Problem to solve. This exercise calls for the listing to be set down exactly.

Provided data START

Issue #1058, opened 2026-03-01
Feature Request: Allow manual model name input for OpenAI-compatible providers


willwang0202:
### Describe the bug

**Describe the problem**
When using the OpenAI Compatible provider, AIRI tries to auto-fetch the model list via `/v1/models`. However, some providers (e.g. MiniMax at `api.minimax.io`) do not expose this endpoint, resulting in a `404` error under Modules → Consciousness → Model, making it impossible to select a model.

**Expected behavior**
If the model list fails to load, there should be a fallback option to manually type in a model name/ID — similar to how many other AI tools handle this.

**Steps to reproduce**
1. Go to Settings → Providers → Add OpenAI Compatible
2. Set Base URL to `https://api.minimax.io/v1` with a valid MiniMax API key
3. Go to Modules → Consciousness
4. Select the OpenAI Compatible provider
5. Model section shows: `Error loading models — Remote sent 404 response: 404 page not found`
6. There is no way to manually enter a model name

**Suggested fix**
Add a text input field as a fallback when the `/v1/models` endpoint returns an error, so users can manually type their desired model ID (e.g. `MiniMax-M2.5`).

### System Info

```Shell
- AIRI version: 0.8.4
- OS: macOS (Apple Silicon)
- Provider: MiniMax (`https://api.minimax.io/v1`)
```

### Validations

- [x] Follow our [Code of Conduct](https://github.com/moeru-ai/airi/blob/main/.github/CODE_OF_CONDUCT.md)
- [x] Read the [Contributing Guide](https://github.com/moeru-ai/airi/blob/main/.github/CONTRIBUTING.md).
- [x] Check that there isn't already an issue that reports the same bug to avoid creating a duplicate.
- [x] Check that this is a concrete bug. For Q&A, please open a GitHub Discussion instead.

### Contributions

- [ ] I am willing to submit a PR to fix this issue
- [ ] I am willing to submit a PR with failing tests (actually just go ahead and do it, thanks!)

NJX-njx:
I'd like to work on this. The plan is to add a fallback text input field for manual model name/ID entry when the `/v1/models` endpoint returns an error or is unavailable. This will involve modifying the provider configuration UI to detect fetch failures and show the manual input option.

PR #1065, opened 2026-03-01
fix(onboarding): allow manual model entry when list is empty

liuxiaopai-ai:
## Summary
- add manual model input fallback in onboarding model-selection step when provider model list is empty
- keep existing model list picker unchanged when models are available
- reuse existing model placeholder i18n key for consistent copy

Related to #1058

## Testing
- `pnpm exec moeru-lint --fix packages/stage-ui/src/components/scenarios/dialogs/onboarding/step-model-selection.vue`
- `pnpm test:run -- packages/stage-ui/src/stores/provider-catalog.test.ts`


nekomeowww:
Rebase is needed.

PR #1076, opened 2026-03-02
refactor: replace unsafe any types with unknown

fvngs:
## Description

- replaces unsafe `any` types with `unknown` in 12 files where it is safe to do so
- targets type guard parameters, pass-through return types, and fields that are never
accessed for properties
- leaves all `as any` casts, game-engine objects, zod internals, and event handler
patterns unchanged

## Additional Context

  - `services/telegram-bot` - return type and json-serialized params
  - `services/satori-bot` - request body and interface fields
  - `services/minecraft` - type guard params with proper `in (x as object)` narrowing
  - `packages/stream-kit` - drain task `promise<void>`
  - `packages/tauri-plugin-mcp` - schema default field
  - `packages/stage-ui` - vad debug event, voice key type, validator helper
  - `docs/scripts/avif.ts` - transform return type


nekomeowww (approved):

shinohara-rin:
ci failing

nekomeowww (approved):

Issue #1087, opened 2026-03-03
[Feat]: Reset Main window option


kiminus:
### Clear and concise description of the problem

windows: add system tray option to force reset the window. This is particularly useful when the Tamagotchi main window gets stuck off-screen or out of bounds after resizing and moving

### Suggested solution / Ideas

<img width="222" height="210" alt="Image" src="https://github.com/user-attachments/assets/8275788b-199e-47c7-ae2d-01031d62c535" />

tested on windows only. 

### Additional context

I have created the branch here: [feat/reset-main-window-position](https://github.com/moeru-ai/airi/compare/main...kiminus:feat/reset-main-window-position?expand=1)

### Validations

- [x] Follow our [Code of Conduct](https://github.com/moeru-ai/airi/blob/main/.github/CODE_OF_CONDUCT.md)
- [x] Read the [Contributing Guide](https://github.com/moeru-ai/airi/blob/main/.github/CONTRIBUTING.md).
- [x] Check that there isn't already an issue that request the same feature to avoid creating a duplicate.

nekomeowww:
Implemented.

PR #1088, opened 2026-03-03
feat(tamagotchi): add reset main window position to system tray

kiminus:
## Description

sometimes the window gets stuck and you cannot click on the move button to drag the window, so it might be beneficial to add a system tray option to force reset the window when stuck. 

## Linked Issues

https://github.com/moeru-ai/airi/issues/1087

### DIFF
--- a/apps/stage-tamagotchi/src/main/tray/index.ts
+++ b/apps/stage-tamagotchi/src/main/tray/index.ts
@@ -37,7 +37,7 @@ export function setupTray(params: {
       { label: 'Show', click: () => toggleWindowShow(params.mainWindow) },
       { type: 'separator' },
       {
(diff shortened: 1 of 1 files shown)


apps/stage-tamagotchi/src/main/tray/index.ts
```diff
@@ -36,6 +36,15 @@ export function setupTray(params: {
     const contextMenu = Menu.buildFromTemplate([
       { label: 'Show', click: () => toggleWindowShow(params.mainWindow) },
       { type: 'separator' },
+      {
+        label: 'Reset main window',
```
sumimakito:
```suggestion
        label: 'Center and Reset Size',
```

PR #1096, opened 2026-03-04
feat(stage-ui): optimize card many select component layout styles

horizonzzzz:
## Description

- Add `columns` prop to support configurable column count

Provided data END

Task answer.
Issue #1058, opened 2026-03-01
Feature Request: Allow manual model name input for OpenAI-compatible providers


willwang0202:
### Describe the bug

**Describe the problem**
When using the OpenAI Compatible provider, AIRI tries to auto-fetch the model list via `/v1/models`. However, some providers (e.g. MiniMax at `api.minimax.io`) do not expose this endpoint, resulting in a `404` error under Modules → Consciousness → Model, making it impossible to select a model.

**Expected behavior**
If the model list fails to load, there should be a fallback option to manually type in a model name/ID — similar to how many other AI tools handle this.

**Steps to reproduce**
1. Go to Settings → Providers → Add OpenAI Compatible
2. Set Base URL to `https://api.minimax.io/v1` with a valid MiniMax API key
3. Go to Modules → Consciousness
4. Select the OpenAI Compatible provider
5. Model section shows: `Error loading models — Remote sent 404 response: 404 page not found`
6. There is no way to manually enter a model name

**Suggested fix**
Add a text input field as a fallback when the `/v1/models` endpoint returns an error, so users can manually type their desired model ID (e.g. `MiniMax-M2.5`).

### System Info

```Shell
- AIRI version: 0.8.4
- OS: macOS (Apple Silicon)
- Provider: MiniMax (`https://api.minimax.io/v1`)
```

### Validations

- [x] Follow our [Code of Conduct](https://github.com/moeru-ai/airi/blob/main/.github/CODE_OF_CONDUCT.md)
- [x] Read the [Contributing Guide](https://github.com/moeru-ai/airi/blob/main/.github/CONTRIBUTING.md).
- [x] Check that there isn't already an issue that reports the same bug to avoid creating a duplicate.
- [x] Check that this is a concrete bug. For Q&A, please open a GitHub Discussion instead.

### Contributions

- [ ] I am willing to submit a PR to fix this issue
- [ ] I am willing to submit a PR with failing tests (actually just go ahead and do it, thanks!)

NJX-njx:
I'd like to work on this. The plan is to add a fallback text input field for manual model name/ID entry when the `/v1/models` endpoint returns an error or is unavailable. This will involve modifying the provider configuration UI to detect fetch failures and show the manual input option.

PR #1065, opened 2026-03-01
fix(onboarding): allow manual model entry when list is empty

liuxiaopai-ai:
## Summary
- add manual model input fallback in onboarding model-selection step when provider model list is empty
- keep existing model list picker unchanged when models are available
- reuse existing model placeholder i18n key for consistent copy

Related to #1058

## Testing
- `pnpm exec moeru-lint --fix packages/stage-ui/src/components/scenarios/dialogs/onboarding/step-model-selection.vue`
- `pnpm test:run -- packages/stage-ui/src/stores/provider-catalog.test.ts`


nekomeowww:
Rebase is needed.

PR #1076, opened 2026-03-02
refactor: replace unsafe any types with unknown

fvngs:
## Description

- replaces unsafe `any` types with `unknown` in 12 files where it is safe to do so
- targets type guard parameters, pass-through return types, and fields that are never
accessed for properties
- leaves all `as any` casts, game-engine objects, zod internals, and event handler
patterns unchanged

## Additional Context

  - `services/telegram-bot` - return type and json-serialized params
  - `services/satori-bot` - request body and interface fields
  - `services/minecraft` - type guard params with proper `in (x as object)` narrowing
  - `packages/stream-kit` - drain task `promise<void>`
  - `packages/tauri-plugin-mcp` - schema default field
  - `packages/stage-ui` - vad debug event, voice key type, validator helper
  - `docs/scripts/avif.ts` - transform return type


nekomeowww (approved):

shinohara-rin:
ci failing

nekomeowww (approved):

Issue #1087, opened 2026-03-03
[Feat]: Reset Main window option


kiminus:
### Clear and concise description of the problem

windows: add system tray option to force reset the window. This is particularly useful when the Tamagotchi main window gets stuck off-screen or out of bounds after resizing and moving

### Suggested solution / Ideas

<img width="222" height="210" alt="Image" src="https://github.com/user-attachments/assets/8275788b-199e-47c7-ae2d-01031d62c535" />

tested on windows only. 

### Additional context

I have created the branch here: [feat/reset-main-window-position](https://github.com/moeru-ai/airi/compare/main...kiminus:feat/reset-main-window-position?expand=1)

### Validations

- [x] Follow our [Code of Conduct](https://github.com/moeru-ai/airi/blob/main/.github/CODE_OF_CONDUCT.md)
- [x] Read the [Contributing Guide](https://github.com/moeru-ai/airi/blob/main/.github/CONTRIBUTING.md).
- [x] Check that there isn't already an issue that request the same feature to avoid creating a duplicate.

nekomeowww:
Implemented.

PR #1088, opened 2026-03-03
feat(tamagotchi): add reset main window position to system tray

kiminus:
## Description

sometimes the window gets stuck and you cannot click on the move button to drag the window, so it might be beneficial to add a system tray option to force reset the window when stuck. 

## Linked Issues

https://github.com/moeru-ai/airi/issues/1087

### DIFF
--- a/apps/stage-tamagotchi/src/main/tray/index.ts
+++ b/apps/stage-tamagotchi/src/main/tray/index.ts
@@ -37,7 +37,7 @@ export function setupTray(params: {
       { label: 'Show', click: () => toggleWindowShow(params.mainWindow) },
       { type: 'separator' },
       {
(diff shortened: 1 of 1 files shown)


apps/stage-tamagotchi/src/main/tray/index.ts
```diff
@@ -36,6 +36,15 @@ export function setupTray(params: {
     const contextMenu = Menu.buildFromTemplate([
       { label: 'Show', click: () => toggleWindowShow(params.mainWindow) },
       { type: 'separator' },
+      {
+        label: 'Reset main window',
```
sumimakito:
```suggestion
        label: 'Center and Reset Size',
```

PR #1096, opened 2026-03-04
feat(stage-ui): optimize card many select component layout styles

horizonzzzz:
## Description

- Add `columns` prop to support configurable column count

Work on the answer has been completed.